++++ Material supplied

PR #4864, opened 2026-04-03
Fix nil pointer panics in GitHub analyzer gist/repo binding functions

shahzadhaider1:
## Problem
A panic was caught in the GitHub analyzer worker:

```
runtime error: invalid memory address or nil pointer dereference
github.com/trufflesecurity/trufflehog/v3/pkg/analyzer/analyzers/github.secretInfoToGistBindings
    pkg/analyzer/analyzers/github/github.go:129
```

The GitHub API returns `description` and `owner` as optional nullable fields on gist objects. When a gist has no description, the API returns `null`, leaving `Description` as a nil `*string`. The code dereferenced it directly (`*gist.Description`) without any nil guard.

The same class of bug existed across several functions in the file: `*gist.Owner.Login`, `*gist.ID`, `*repo.Name`, `*repo.FullName`, `*user.Login`, `*user.Type`; all raw dereferences of fields that the go-github library defines as optional pointers.

## Why safe getters alone weren't enough for `Owner`
For `Description`, replacing the dereference with `GetDescription()` (returns `""` on nil) is sufficient, a gist without a description is still attributable.

For `Owner`, falling back to an empty string silently produces corrupt output:
- `FullyQualifiedName: "gist.github.com//abc123"`: malformed
- `Parent` resource with empty `Name` and `Type`

A gist with no owner cannot be meaningfully attributed, so it is **skipped** rather than emitting bad data. This is consistent with how `PrintGists` in `common/github.go` already handles nil gist pointers.

### Checklist:

---

> [!NOTE]
> **Medium Risk**
> Moderate risk because it changes GitHub permission analysis output in edge cases (skipping ownerless gists and emitting repos without a parent), but the changes are localized and add coverage for the nil-field scenarios that previously panicked.
> 
> **Overview**
> Prevents nil-pointer panics in the GitHub analyzer by switching to go-github safe getters (`GetLogin`, `GetType`, `GetName`, `GetFullName`, `GetDescription`, `GetID`) when building user/repo/gist resources.
> 
> Adjusts binding behavior for missing owners: repositories are still emitted with `Parent` unset if `Owner` is nil, while gists with a nil `Owner` are skipped to avoid generating malformed `FullyQualifiedName`s. Adds unit tests covering these nil-field edge cases for `secretInfoToGistBindings` and `secretInfoToRepoBindings`.
> 
> <sup>Reviewed by [Cursor Bugbot](https://cursor.com/bugbot) for commit 43833316a95db6bd9ca0538905257060bb0af02c. Bugbot is set up for automated code reviews on this repo. Configure [here](https://www.cursor.com/dashboard/bugbot).</sup>


pkg/analyzer/analyzers/github/github.go
```diff
@@ -114,9 +114,14 @@ func secretInfoToRepoBindings(info *common.SecretInfo) []analyzers.Binding {
 	}
 	var bindings []analyzers.Binding
 	for _, repo := range repos {
+		// A repo without an owner cannot be attributed; skip it rather than
+		// producing a corrupt parent resource with empty name/FQN.
+		if repo.GetOwner() == nil {
```
MuneebUllahKhan222: Skipping a repo resource just because we don't know about it's owner doesn't seem right to me. Maybe we should set the parent resource as nil for such cases.

MuneebUllahKhan222 (approved):
LGTM! Just one small comment that we should think over

camgunz (approved):

pkg/analyzer/analyzers/github/github.go
camgunz: I probably agree; dunno what the analyzer implications are for a resource w/o a parent though (I am _far_ from an analyzer expert haha)

shahzadhaider1: Updated: keeping the repo binding with nil Parent when Owner is absent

++++++++

### Your goal
Copy every line of the records above, starting with the first, up to and including the line containing "## Why safe".

### Problem solution
PR #4864, opened 2026-04-03
Fix nil pointer panics in GitHub analyzer gist/repo binding functions

shahzadhaider1:
## Problem
A panic was caught in the GitHub analyzer worker:

```
runtime error: invalid memory address or nil pointer dereference
github.com/trufflesecurity/trufflehog/v3/pkg/analyzer/analyzers/github.secretInfoToGistBindings
    pkg/analyzer/analyzers/github/github.go:129
```

The GitHub API returns `description` and `owner` as optional nullable fields on gist objects. When a gist has no description, the API returns `null`, leaving `Description` as a nil `*string`. The code dereferenced it directly (`*gist.Description`) without any nil guard.

The same class of bug existed across several functions in the file: `*gist.Owner.Login`, `*gist.ID`, `*repo.Name`, `*repo.FullName`, `*user.Login`, `*user.Type`; all raw dereferences of fields that the go-github library defines as optional pointers.

## Why safe getters alone weren't enough for `Owner`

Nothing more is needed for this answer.